**Problem to work on**: Line by line, check the data for the string "files" and state how many lines have it, nothing more.

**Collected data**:
•••
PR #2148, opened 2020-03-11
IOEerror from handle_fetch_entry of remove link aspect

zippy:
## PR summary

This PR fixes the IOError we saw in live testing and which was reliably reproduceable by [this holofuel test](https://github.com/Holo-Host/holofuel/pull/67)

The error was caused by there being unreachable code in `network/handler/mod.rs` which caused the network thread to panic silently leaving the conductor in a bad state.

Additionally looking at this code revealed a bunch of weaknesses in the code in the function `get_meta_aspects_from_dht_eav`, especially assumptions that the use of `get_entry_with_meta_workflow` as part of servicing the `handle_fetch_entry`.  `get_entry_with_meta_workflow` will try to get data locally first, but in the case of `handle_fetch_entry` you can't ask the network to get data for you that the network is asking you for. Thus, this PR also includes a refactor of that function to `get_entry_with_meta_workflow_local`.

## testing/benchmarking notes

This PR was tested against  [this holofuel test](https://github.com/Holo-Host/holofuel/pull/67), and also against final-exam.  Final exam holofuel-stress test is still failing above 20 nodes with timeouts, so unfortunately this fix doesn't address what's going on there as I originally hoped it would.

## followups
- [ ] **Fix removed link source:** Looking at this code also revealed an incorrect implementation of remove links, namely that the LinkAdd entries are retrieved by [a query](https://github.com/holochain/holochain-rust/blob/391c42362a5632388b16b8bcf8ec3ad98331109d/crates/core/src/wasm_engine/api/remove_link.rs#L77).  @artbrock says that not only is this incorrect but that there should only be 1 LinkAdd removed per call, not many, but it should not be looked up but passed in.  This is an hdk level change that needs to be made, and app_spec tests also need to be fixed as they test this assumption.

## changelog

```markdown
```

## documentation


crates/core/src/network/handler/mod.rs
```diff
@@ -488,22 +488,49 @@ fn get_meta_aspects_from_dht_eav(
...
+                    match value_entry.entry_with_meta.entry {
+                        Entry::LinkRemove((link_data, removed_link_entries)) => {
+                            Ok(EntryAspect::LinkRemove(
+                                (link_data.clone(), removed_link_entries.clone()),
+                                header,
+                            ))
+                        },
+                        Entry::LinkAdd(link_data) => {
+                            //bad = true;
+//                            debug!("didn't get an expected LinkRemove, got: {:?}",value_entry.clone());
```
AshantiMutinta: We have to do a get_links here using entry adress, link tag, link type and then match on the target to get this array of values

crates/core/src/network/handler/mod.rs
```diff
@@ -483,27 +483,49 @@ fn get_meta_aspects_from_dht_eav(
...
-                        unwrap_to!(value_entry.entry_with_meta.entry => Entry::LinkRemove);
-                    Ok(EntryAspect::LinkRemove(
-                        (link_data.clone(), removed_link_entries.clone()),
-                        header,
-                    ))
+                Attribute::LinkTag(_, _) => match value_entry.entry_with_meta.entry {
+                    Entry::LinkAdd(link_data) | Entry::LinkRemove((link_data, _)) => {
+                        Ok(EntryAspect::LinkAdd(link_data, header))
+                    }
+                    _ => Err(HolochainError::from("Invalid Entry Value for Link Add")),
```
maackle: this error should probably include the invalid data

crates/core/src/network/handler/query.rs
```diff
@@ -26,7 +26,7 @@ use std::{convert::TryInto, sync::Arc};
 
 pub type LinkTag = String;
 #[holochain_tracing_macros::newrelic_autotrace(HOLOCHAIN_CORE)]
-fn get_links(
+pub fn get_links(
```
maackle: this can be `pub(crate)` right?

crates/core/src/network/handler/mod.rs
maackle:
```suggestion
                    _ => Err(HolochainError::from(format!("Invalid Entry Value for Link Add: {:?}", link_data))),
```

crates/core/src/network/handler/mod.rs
•••
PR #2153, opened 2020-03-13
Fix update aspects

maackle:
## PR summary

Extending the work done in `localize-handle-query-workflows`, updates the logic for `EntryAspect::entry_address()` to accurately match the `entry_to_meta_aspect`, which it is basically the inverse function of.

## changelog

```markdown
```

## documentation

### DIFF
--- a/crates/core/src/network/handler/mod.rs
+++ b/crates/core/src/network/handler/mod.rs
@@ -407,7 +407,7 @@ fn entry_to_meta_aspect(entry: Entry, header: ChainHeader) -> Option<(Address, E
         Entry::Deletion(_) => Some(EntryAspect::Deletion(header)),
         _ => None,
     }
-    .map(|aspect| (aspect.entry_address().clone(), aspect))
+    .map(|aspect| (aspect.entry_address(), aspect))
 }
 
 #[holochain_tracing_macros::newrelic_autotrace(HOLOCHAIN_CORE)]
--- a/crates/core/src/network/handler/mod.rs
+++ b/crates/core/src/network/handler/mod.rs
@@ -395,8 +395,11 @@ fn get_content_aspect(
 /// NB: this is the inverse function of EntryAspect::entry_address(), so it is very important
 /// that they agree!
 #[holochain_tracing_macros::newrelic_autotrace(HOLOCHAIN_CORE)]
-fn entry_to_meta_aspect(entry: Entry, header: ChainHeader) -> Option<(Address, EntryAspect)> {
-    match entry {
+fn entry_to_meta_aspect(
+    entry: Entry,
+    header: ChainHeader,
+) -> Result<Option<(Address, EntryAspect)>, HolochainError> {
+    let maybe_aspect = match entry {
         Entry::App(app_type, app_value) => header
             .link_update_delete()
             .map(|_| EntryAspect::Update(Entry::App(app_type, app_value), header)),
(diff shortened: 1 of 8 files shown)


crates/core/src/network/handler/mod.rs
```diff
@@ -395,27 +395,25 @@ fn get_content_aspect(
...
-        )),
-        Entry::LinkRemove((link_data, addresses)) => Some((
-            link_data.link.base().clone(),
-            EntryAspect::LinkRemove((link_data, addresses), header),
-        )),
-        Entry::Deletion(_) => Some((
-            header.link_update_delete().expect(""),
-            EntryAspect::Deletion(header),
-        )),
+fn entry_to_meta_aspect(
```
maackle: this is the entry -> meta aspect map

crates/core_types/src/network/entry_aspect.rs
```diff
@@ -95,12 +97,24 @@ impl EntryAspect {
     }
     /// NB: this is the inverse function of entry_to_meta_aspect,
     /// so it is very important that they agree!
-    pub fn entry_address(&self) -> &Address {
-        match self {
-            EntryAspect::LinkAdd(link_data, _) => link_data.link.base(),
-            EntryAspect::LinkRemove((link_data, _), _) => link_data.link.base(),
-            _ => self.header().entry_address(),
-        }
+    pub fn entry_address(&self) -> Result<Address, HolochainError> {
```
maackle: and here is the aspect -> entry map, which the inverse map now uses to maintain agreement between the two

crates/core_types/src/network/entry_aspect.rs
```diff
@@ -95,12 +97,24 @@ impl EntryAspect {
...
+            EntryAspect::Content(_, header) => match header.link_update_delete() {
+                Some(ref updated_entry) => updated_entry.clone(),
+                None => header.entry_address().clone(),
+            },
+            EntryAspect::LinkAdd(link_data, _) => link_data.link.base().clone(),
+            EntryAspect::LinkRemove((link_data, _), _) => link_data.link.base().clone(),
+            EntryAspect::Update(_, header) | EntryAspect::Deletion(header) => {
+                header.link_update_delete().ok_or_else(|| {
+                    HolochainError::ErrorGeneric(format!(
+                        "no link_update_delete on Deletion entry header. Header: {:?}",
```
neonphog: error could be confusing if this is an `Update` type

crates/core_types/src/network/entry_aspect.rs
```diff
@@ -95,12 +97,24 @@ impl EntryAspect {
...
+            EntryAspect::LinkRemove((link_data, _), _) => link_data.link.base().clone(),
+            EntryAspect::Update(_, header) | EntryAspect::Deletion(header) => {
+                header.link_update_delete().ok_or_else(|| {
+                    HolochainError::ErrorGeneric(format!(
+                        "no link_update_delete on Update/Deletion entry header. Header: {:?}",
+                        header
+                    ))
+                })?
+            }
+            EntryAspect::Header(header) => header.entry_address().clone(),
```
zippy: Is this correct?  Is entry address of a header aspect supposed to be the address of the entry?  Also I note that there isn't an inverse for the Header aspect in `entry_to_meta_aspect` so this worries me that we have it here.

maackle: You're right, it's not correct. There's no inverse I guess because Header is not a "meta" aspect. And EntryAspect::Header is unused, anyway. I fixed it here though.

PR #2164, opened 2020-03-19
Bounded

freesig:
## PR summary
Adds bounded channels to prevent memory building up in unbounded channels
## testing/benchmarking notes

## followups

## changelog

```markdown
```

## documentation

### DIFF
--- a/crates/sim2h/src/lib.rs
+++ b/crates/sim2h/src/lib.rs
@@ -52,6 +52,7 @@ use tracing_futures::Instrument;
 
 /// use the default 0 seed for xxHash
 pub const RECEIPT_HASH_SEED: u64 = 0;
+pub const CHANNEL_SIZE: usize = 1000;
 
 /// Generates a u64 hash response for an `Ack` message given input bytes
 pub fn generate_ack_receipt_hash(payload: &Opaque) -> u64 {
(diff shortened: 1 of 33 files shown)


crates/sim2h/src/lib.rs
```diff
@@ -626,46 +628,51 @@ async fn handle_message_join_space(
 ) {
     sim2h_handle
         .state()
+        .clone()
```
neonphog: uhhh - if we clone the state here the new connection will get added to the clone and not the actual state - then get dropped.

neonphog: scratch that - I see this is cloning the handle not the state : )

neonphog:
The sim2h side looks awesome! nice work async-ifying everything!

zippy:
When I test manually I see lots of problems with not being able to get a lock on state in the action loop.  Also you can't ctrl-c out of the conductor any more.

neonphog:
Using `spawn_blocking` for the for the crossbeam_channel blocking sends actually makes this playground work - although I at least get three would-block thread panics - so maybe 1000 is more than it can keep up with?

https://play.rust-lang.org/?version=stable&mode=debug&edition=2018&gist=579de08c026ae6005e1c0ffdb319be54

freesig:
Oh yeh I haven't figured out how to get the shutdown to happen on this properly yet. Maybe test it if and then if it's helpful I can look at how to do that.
•••
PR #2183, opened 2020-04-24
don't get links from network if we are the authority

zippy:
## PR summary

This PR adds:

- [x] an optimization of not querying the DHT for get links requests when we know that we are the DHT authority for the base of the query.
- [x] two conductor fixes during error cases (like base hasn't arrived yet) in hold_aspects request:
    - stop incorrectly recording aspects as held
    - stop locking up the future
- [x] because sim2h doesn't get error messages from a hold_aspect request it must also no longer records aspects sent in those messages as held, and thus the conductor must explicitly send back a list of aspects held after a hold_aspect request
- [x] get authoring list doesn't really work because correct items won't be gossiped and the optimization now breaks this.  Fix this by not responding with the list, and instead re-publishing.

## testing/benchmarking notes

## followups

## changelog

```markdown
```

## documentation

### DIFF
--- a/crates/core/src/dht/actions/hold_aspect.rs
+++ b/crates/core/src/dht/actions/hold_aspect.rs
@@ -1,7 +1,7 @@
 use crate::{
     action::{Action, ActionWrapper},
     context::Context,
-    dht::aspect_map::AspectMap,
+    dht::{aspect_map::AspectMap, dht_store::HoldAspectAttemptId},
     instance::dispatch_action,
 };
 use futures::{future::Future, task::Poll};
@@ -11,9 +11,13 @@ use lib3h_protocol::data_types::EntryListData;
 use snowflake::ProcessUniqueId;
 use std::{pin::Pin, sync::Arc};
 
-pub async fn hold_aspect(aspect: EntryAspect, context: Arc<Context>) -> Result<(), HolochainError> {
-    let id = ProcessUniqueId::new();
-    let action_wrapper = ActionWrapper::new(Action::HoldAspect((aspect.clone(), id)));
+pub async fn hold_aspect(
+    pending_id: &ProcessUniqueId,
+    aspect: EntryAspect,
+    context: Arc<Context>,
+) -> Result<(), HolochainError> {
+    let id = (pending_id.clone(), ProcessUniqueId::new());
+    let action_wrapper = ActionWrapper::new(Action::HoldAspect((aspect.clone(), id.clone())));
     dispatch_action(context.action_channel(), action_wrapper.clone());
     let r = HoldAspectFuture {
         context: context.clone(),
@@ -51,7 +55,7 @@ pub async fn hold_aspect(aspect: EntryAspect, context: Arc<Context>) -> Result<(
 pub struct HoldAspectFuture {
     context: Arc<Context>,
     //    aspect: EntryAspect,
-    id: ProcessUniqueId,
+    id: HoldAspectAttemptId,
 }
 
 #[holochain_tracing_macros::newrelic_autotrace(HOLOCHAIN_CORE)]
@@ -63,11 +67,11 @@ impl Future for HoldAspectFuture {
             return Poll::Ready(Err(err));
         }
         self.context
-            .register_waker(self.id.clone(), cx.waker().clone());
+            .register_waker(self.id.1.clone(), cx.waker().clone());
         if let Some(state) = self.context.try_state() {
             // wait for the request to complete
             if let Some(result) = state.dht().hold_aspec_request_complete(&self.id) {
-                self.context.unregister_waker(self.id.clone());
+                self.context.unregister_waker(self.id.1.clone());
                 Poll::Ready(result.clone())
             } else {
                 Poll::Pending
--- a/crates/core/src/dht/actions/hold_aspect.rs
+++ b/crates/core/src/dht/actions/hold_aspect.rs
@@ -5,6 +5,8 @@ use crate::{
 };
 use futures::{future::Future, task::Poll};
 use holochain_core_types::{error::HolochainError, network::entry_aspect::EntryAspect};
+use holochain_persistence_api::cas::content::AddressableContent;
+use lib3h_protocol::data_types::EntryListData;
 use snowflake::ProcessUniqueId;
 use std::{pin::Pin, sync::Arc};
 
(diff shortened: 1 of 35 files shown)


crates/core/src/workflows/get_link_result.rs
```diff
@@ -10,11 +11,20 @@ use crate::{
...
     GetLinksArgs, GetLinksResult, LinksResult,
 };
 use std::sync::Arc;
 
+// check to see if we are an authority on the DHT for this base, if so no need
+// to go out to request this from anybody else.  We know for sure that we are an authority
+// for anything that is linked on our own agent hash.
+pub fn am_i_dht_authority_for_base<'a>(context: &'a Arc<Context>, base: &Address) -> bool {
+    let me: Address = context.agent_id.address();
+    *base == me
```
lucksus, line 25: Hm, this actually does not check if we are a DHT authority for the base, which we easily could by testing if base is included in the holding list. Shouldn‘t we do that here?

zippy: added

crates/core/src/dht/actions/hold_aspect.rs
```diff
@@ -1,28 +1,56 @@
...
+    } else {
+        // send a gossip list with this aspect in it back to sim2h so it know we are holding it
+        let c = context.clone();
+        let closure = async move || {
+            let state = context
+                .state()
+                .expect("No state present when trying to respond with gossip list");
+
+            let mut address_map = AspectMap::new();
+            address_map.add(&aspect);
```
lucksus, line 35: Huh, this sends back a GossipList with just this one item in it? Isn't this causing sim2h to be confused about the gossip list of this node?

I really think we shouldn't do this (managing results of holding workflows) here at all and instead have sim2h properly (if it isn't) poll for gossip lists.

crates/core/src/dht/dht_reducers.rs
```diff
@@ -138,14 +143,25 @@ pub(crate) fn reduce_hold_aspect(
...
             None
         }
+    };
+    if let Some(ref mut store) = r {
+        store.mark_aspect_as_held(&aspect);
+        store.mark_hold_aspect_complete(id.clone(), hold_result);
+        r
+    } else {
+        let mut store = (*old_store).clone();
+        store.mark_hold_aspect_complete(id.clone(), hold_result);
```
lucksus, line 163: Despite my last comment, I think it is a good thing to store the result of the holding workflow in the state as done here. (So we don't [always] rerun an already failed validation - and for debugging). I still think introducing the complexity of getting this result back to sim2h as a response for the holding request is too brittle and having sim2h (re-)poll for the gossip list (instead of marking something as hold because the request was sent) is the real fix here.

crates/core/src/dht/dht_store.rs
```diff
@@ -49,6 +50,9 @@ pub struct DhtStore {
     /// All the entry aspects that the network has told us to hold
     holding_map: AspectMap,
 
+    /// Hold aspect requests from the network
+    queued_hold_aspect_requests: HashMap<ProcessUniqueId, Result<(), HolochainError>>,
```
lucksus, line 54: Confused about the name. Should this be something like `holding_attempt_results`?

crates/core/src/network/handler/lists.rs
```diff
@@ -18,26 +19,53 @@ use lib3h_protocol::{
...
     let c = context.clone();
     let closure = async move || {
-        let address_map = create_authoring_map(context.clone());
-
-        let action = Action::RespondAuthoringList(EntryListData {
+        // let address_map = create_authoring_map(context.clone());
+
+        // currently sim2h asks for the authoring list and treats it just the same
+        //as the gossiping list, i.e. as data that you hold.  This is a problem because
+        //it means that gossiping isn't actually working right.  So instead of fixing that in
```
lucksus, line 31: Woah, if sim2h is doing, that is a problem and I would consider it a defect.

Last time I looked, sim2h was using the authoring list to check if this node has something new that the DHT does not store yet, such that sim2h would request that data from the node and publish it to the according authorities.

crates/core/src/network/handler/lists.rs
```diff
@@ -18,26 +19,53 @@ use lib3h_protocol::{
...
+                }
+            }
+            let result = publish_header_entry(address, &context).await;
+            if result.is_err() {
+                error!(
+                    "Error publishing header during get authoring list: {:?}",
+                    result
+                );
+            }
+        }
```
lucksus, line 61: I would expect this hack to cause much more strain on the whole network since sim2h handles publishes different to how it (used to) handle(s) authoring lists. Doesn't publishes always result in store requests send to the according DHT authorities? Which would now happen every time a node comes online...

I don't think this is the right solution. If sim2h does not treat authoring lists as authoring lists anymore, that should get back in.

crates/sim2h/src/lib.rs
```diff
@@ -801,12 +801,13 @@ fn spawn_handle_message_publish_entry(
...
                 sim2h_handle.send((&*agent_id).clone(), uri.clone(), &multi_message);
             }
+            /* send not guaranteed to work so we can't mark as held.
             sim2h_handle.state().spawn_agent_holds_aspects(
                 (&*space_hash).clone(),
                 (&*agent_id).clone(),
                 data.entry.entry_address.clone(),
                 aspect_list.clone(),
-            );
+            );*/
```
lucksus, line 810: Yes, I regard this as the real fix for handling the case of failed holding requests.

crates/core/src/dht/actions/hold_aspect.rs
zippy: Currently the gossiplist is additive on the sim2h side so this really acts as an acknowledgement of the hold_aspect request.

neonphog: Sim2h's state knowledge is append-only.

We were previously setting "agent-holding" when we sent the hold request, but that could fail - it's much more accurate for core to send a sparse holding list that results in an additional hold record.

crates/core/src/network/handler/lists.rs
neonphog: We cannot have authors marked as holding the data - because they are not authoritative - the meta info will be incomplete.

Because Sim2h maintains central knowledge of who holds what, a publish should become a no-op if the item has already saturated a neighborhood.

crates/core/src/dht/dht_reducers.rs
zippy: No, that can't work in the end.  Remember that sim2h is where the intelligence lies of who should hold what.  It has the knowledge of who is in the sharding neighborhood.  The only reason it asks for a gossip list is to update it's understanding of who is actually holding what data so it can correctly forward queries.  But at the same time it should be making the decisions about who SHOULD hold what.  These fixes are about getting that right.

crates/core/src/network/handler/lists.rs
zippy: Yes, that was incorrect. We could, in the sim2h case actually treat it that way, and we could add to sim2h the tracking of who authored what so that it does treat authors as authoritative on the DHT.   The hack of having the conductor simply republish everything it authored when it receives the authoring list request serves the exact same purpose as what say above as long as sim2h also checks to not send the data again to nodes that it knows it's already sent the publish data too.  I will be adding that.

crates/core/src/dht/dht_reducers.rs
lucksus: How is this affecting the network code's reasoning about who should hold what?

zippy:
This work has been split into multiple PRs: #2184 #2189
•••
**Answer to this problem**: 3